> **Records from a collection**
PR #3015, opened 2023-02-02
wwan: More robust SIM status

DolceTriade:
Currently, we only look at the first instance of "Application state". However, the "ready" application can be any of the other applications. The application that is "ready" is pointed out by the "Primary GW" field returned in the status.

Therefore, this commit parses the Primary GW field, and extracts the "Application state" for the slot and application specified in the Primary GW field

Signed-off-by: Harsh Modi <hmodi@aviatrix.com>


milan-zededa (approved):
Thank you for finishing this so quickly and addressing both QMI and MBIM modes!
One small request: could you please use upper-case letters for variables (`slot`, `slot_and_app`, ..)? Just to keep it unified with the rest of the script.

DolceTriade:
@milan-zededa Sure.

What do you think about the suggestion of changing the status from an enum to a string.

At the very least, I think the enum names should be changed. It seems the enum is unused, so it should be safe to make modifications.

I noticed that the values for the Ready status in QMI and MBIB don't mesh well with each other and definitely don't mesh well with the statuses in the existing enum. Given that it's an informational value, it seems like the right move?

milan-zededa:
@DolceTriade Feel free to use string instead of that enum. Actually, I think the enum can be removed from the proto file. It was defined long time ago before we even knew what status values we can actually get.

DolceTriade:
Done. Thanks for the reviews!

milan-zededa (approved):

DolceTriade:
@eriknordmark any other action items required here?

eriknordmark (approved):
LGTM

> **Task statement**
All entries must be given again exactly.

> **The answer**
PR #3015, opened 2023-02-02
wwan: More robust SIM status

DolceTriade:
Currently, we only look at the first instance of "Application state". However, the "ready" application can be any of the other applications. The application that is "ready" is pointed out by the "Primary GW" field returned in the status.

Therefore, this commit parses the Primary GW field, and extracts the "Application state" for the slot and application specified in the Primary GW field

Signed-off-by: Harsh Modi <hmodi@aviatrix.com>


milan-zededa (approved):
Thank you for finishing this so quickly and addressing both QMI and MBIM modes!
One small request: could you please use upper-case letters for variables (`slot`, `slot_and_app`, ..)? Just to keep it unified with the rest of the script.

DolceTriade:
@milan-zededa Sure.

What do you think about the suggestion of changing the status from an enum to a string.

At the very least, I think the enum names should be changed. It seems the enum is unused, so it should be safe to make modifications.

I noticed that the values for the Ready status in QMI and MBIB don't mesh well with each other and definitely don't mesh well with the statuses in the existing enum. Given that it's an informational value, it seems like the right move?

milan-zededa:
@DolceTriade Feel free to use string instead of that enum. Actually, I think the enum can be removed from the proto file. It was defined long time ago before we even knew what status values we can actually get.

DolceTriade:
Done. Thanks for the reviews!

milan-zededa (approved):

DolceTriade:
@eriknordmark any other action items required here?

eriknordmark (approved):
LGTM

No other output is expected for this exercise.